WORK INSTRUCTIONS:
Give an exact reproduction of all the lines in the listing.

PROVIDED ENTRIES:
PR #3605, opened 2017-05-21
Add ability to specify min/max block counts on StreamBlock

ebar0n:
This pull request resolves the required parameters named min_num and max_num for the StreamBlock, see issue #2514.

### DIFF
--- a/docs/topics/streamfield.rst
+++ b/docs/topics/streamfield.rst
@@ -441,8 +441,9 @@ Since ``StreamField`` accepts an instance of ``StreamBlock`` as a parameter, in 
 .. code-block:: python
 
     class HomePage(Page):
-        carousel = StreamField(CarouselBlock())
+        carousel = StreamField(CarouselBlock(max_mun=10))
 
+The keyword arguments ``min_num`` and ``max_mun`` are accepted.
 
 .. _streamfield_personblock_example:
 
--- a/wagtail/wagtailcore/blocks/stream_block.py
+++ b/wagtail/wagtailcore/blocks/stream_block.py
@@ -13,6 +13,7 @@ from django.utils import six
 from django.utils.encoding import python_2_unicode_compatible
 from django.utils.html import format_html_join
 from django.utils.safestring import mark_safe
+from django.utils.translation import ugettext as _
 
 from wagtail.wagtailcore.utils import escape_script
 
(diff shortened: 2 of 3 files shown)


ebar0n:
Hi, I have added the extra parameter ```min_max_fields```
In order to validate the limits of a specific field within the block.
It is useful, to limit that only 2 videos can be added, in a block and where they find more elements.

What do you think of that? @m1kola

m1kola:
I like the idea of being able to set min and max values at any level, but it seems to me that this logic should be handled somewhere else (not is `StreamBlock`).

At the moment, there is one basic class called `FieldBlock` for all simple blocks (like `CharBlock`, `TextBlock`, `URLBlock` and many others) and there [are three basic classes](http://docs.wagtail.io/en/v1.10.1/topics/streamfield.html#structural-block-types)  for complex blocks: `StructBlock`, `ListBlock` and `StreamBlock`. I think we should handle each type as it was done for `StreamBlock` in 4ee94e47a6074fcd281d4da7d1a2671d72df5bcb.

I mean something like this:

```python
class HomePageBodyBlock(blocks.StreamBlock):
    # Allow only 10 images per HomePageBodyBlock
    image = ImageChooserBlock(max_num=10)

    # Allow only 10 quotations per HomePageBodyBlock
    quotation = blocks.StructBlock([
        # What should we do with max_num in StructBlocks? Just ignore?
        ('text', blocks.TextBlock(max_num=10)),
        ('author', blocks.CharBlock()),
    ], max_num=10)

    # No limit for single videos
    video = EmbedBlock()

    # Allow only 2 lists with videos. Each list can contain up to 5 videos.
    list_of_videos = blocks.ListBlock(
        EmbedBlock(max_num=5)
    , max_num=2)

    class Meta:
        icon='cogs'

class HomePage(Page):
    # Allow only one HomePageBodyBlock per the body StreamField
    body = StreamField(HomePageBodyBlock(max_num=1))
```

@gasman I think we need your opinion here.

ebar0n:
@m1kola I understand you

Was useful for my, for the fact that I can have a single block of components, and use it on many pages with different restrictions.

gasman:
@m1kola I think the `min_num` / `max_num` definitions should be on the container block (i.e. the way that this PR does it), not the child. A business rule such as "this StreamBlock can contain up to 5 RichTextBlocks" is describing the behaviour of the StreamBlock, not the RichTextBlock.

burakk:
Can we use max and min num in wagtail 1.12.2?

gasman:
@burakk Yep, see the documentation at http://docs.wagtail.io/en/v1.12.2/topics/streamfield.html#streamblock.

Issue #3565, opened 2017-04-24
sitemap.xml lastmod should use date last published


mikemonteith:
### Issue Summary

sitemap.xml's `<lastmod>` should show the date that a page was last published to live, not the date that it was last saved as a draft.

### Steps to Reproduce

1. Create a page
2. See `<lastmod>` value in sitemap.xml
3. Make a change to the page (save as draft)
4. `<lastmod>` value in sitemap.xml has changed (remember to refresh the sitemap cache)

### Relevant code
https://github.com/wagtail/wagtail/edit/master/wagtail/contrib/wagtailsitemaps/sitemap_generator.py#L15

ababic:
Related issue: #771

PR #3608, opened 2017-05-23
Add last_published_at to Page model

### LINKED ISSUE #3578: Add 'last_published_at' field to Page model
Previously discussed in #577 and #771, but doesn't seem to have been raised as a ticket in its own right up to now. Necessary for #3565.

#3302 is related - it adds a foreign key from `Page` to the current live revision (if any), which would give you access to the revision's `created_at` date - although that isn't an exact match for last published date, because pages that go through moderation or scheduled publishing may have an actual publishing date that's some time after the revision was created.

gasman:
Add `last_published_at` field to Page model, and use it for the `lastmod` field of sitemap.xml. Fixes #3578 and #3565.


m1kola:
There are some test failures with Elasticsearch 5. Other than that, everything looks good to me.

gasman:
@m1kola Thanks for the review! The Elasticsearch 5 errors are happening everywhere, not just on this PR - it seems to be a configuration change that happened on Travis about a week ago :-(

kaedroho:
Could we add a data migration with the following query?

```python
Page.objects.filter(has_unpublished_changes=False).update(last_published_at=F('latest_revision_created_at'))
```

gasman:
@kaedroho Good idea! Will add that.

gasman:
Rebased, and added data migration as suggested - @kaedroho / @m1kola, please can you quickly review the latest commit?

m1kola:
@gasman All looks good to me. Feel free to merge when CI done with tests.

Issue #3517, opened 2017-03-30
Change wagtailadmin/css/core.css to allow flexible logo height in admin


mainderay:
# Feature Request

### Issue Summary

Using a custom logo in the admin page that is too tall results in the search box being pushed down into the main nav menu.

### Steps to Reproduce

Add a logo that is say 200px in height.

### Proposed Solution

Consider changing the below section in wagtailadmin/css/ core.css from:

```
 .nav-main {
    position: absolute;
    top: 175px;
    margin-bottom: 127px;
  }
```

to

```
 .nav-main {
    position: relative;
    top: 12px;
    margin-bottom: 127px;
  }
```

thibaudcolas:
Hey @mainderay, sorry we're only getting to this now.

What you're proposing looks very sensible. I'm not sure why this has been positioned like this in the past, we may want to check multiple variations of viewport sizes to make sure the change caters to all scenarios.

I think it should also be documented somewhere what custom logo sizes will work, if that's not the case already. I don't know this feature very well.

Would you be keen to submit a pull request with those changes? Doesn't need to be perfect, but a first iteration would help a lot in getting this done.

thibaudcolas:
If anyone is interested in getting this fixed, #3798 needs further work.

thibaudcolas:
I believe this has been fixed via #4747.

PR #3798, opened 2017-08-25
Allow flexible logo height in admin

kapito:
As suggested by @mainderay in #3517.

Example (imagine this is a custom logo):

image

Before you would see this:

image

### DIFF
--- a/wagtail/admin/static_src/wagtailadmin/scss/components/_main-nav.scss
+++ b/wagtail/admin/static_src/wagtailadmin/scss/components/_main-nav.scss
@@ -252,6 +252,10 @@ body.explorer-open {
 
     .nav-main {
         display: none;
+
+        @include medium {
+            display: block;
+        }
     }
 }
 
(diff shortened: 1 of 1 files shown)


wagtail/wagtailadmin/static_src/wagtailadmin/scss/components/_main-nav.scss
```diff
@@ -268,8 +268,8 @@ body.explorer-open {
     }
 
     .nav-main {
-        position: absolute;
-        top: 175px; // WARNING - magic number - the height of the logo plus search box
+        position: relative;
+        top: 0;
         bottom: 0;
         margin-bottom: 127px; // WARNING - magic number - the height of the .footer
         width: 100%;
```
thibaudcolas: Setting positions to 0 with `position: relative;` does nothing, so I have a feeling all of this code is useless unless it overrides mobile-specific rules.

Meteor0id:
Good to see some effort is being put in solving this already, but this ticket is a duplicate of #3517.
Might be best to merge tickets or move over to the original ticket with this.

thibaudcolas:
Superseded by #4747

RESPONSE BELOW:
PR #3605, opened 2017-05-21
Add ability to specify min/max block counts on StreamBlock

ebar0n:
This pull request resolves the required parameters named min_num and max_num for the StreamBlock, see issue #2514.

### DIFF
--- a/docs/topics/streamfield.rst
+++ b/docs/topics/streamfield.rst
@@ -441,8 +441,9 @@ Since ``StreamField`` accepts an instance of ``StreamBlock`` as a parameter, in 
 .. code-block:: python
 
     class HomePage(Page):
-        carousel = StreamField(CarouselBlock())
+        carousel = StreamField(CarouselBlock(max_mun=10))
 
+The keyword arguments ``min_num`` and ``max_mun`` are accepted.
 
 .. _streamfield_personblock_example:
 
--- a/wagtail/wagtailcore/blocks/stream_block.py
+++ b/wagtail/wagtailcore/blocks/stream_block.py
@@ -13,6 +13,7 @@ from django.utils import six
 from django.utils.encoding import python_2_unicode_compatible
 from django.utils.html import format_html_join
 from django.utils.safestring import mark_safe
+from django.utils.translation import ugettext as _
 
 from wagtail.wagtailcore.utils import escape_script
 
(diff shortened: 2 of 3 files shown)


ebar0n:
Hi, I have added the extra parameter ```min_max_fields```
In order to validate the limits of a specific field within the block.
It is useful, to limit that only 2 videos can be added, in a block and where they find more elements.

What do you think of that? @m1kola

m1kola:
I like the idea of being able to set min and max values at any level, but it seems to me that this logic should be handled somewhere else (not is `StreamBlock`).

At the moment, there is one basic class called `FieldBlock` for all simple blocks (like `CharBlock`, `TextBlock`, `URLBlock` and many others) and there [are three basic classes](http://docs.wagtail.io/en/v1.10.1/topics/streamfield.html#structural-block-types)  for complex blocks: `StructBlock`, `ListBlock` and `StreamBlock`. I think we should handle each type as it was done for `StreamBlock` in 4ee94e47a6074fcd281d4da7d1a2671d72df5bcb.

I mean something like this:

```python
class HomePageBodyBlock(blocks.StreamBlock):
    # Allow only 10 images per HomePageBodyBlock
    image = ImageChooserBlock(max_num=10)

    # Allow only 10 quotations per HomePageBodyBlock
    quotation = blocks.StructBlock([
        # What should we do with max_num in StructBlocks? Just ignore?
        ('text', blocks.TextBlock(max_num=10)),
        ('author', blocks.CharBlock()),
    ], max_num=10)

    # No limit for single videos
    video = EmbedBlock()

    # Allow only 2 lists with videos. Each list can contain up to 5 videos.
    list_of_videos = blocks.ListBlock(
        EmbedBlock(max_num=5)
    , max_num=2)

    class Meta:
        icon='cogs'

class HomePage(Page):
    # Allow only one HomePageBodyBlock per the body StreamField
    body = StreamField(HomePageBodyBlock(max_num=1))
```

@gasman I think we need your opinion here.

ebar0n:
@m1kola I understand you

Was useful for my, for the fact that I can have a single block of components, and use it on many pages with different restrictions.

gasman:
@m1kola I think the `min_num` / `max_num` definitions should be on the container block (i.e. the way that this PR does it), not the child. A business rule such as "this StreamBlock can contain up to 5 RichTextBlocks" is describing the behaviour of the StreamBlock, not the RichTextBlock.

burakk:
Can we use max and min num in wagtail 1.12.2?

gasman:
@burakk Yep, see the documentation at http://docs.wagtail.io/en/v1.12.2/topics/streamfield.html#streamblock.

Issue #3565, opened 2017-04-24
sitemap.xml lastmod should use date last published


mikemonteith:
### Issue Summary

sitemap.xml's `<lastmod>` should show the date that a page was last published to live, not the date that it was last saved as a draft.

### Steps to Reproduce

1. Create a page
2. See `<lastmod>` value in sitemap.xml
3. Make a change to the page (save as draft)
4. `<lastmod>` value in sitemap.xml has changed (remember to refresh the sitemap cache)

### Relevant code
https://github.com/wagtail/wagtail/edit/master/wagtail/contrib/wagtailsitemaps/sitemap_generator.py#L15

ababic:
Related issue: #771

PR #3608, opened 2017-05-23
Add last_published_at to Page model

### LINKED ISSUE #3578: Add 'last_published_at' field to Page model
Previously discussed in #577 and #771, but doesn't seem to have been raised as a ticket in its own right up to now. Necessary for #3565.

#3302 is related - it adds a foreign key from `Page` to the current live revision (if any), which would give you access to the revision's `created_at` date - although that isn't an exact match for last published date, because pages that go through moderation or scheduled publishing may have an actual publishing date that's some time after the revision was created.

gasman:
Add `last_published_at` field to Page model, and use it for the `lastmod` field of sitemap.xml. Fixes #3578 and #3565.


m1kola:
There are some test failures with Elasticsearch 5. Other than that, everything looks good to me.

gasman:
@m1kola Thanks for the review! The Elasticsearch 5 errors are happening everywhere, not just on this PR - it seems to be a configuration change that happened on Travis about a week ago :-(

kaedroho:
Could we add a data migration with the following query?

```python
Page.objects.filter(has_unpublished_changes=False).update(last_published_at=F('latest_revision_created_at'))
```

gasman:
@kaedroho Good idea! Will add that.

gasman:
Rebased, and added data migration as suggested - @kaedroho / @m1kola, please can you quickly review the latest commit?

m1kola:
@gasman All looks good to me. Feel free to merge when CI done with tests.

Issue #3517, opened 2017-03-30
Change wagtailadmin/css/core.css to allow flexible logo height in admin


mainderay:
# Feature Request

### Issue Summary

Using a custom logo in the admin page that is too tall results in the search box being pushed down into the main nav menu.

### Steps to Reproduce

Add a logo that is say 200px in height.

### Proposed Solution

Consider changing the below section in wagtailadmin/css/ core.css from:

```
 .nav-main {
    position: absolute;
    top: 175px;
    margin-bottom: 127px;
  }
```

to

```
 .nav-main {
    position: relative;
    top: 12px;
    margin-bottom: 127px;
  }
```

thibaudcolas:
Hey @mainderay, sorry we're only getting to this now.

What you're proposing looks very sensible. I'm not sure why this has been positioned like this in the past, we may want to check multiple variations of viewport sizes to make sure the change caters to all scenarios.

I think it should also be documented somewhere what custom logo sizes will work, if that's not the case already. I don't know this feature very well.

Would you be keen to submit a pull request with those changes? Doesn't need to be perfect, but a first iteration would help a lot in getting this done.

thibaudcolas:
If anyone is interested in getting this fixed, #3798 needs further work.

thibaudcolas:
I believe this has been fixed via #4747.

PR #3798, opened 2017-08-25
Allow flexible logo height in admin

kapito:
As suggested by @mainderay in #3517.

Example (imagine this is a custom logo):

image

Before you would see this:

image

### DIFF
--- a/wagtail/admin/static_src/wagtailadmin/scss/components/_main-nav.scss
+++ b/wagtail/admin/static_src/wagtailadmin/scss/components/_main-nav.scss
@@ -252,6 +252,10 @@ body.explorer-open {
 
     .nav-main {
         display: none;
+
+        @include medium {
+            display: block;
+        }
     }
 }
 
(diff shortened: 1 of 1 files shown)


wagtail/wagtailadmin/static_src/wagtailadmin/scss/components/_main-nav.scss
```diff
@@ -268,8 +268,8 @@ body.explorer-open {
     }
 
     .nav-main {
-        position: absolute;
-        top: 175px; // WARNING - magic number - the height of the logo plus search box
+        position: relative;
+        top: 0;
         bottom: 0;
         margin-bottom: 127px; // WARNING - magic number - the height of the .footer
         width: 100%;
```
thibaudcolas: Setting positions to 0 with `position: relative;` does nothing, so I have a feeling all of this code is useless unless it overrides mobile-specific rules.

Meteor0id:
Good to see some effort is being put in solving this already, but this ticket is a duplicate of #3517.
Might be best to merge tickets or move over to the original ticket with this.

thibaudcolas:
Superseded by #4747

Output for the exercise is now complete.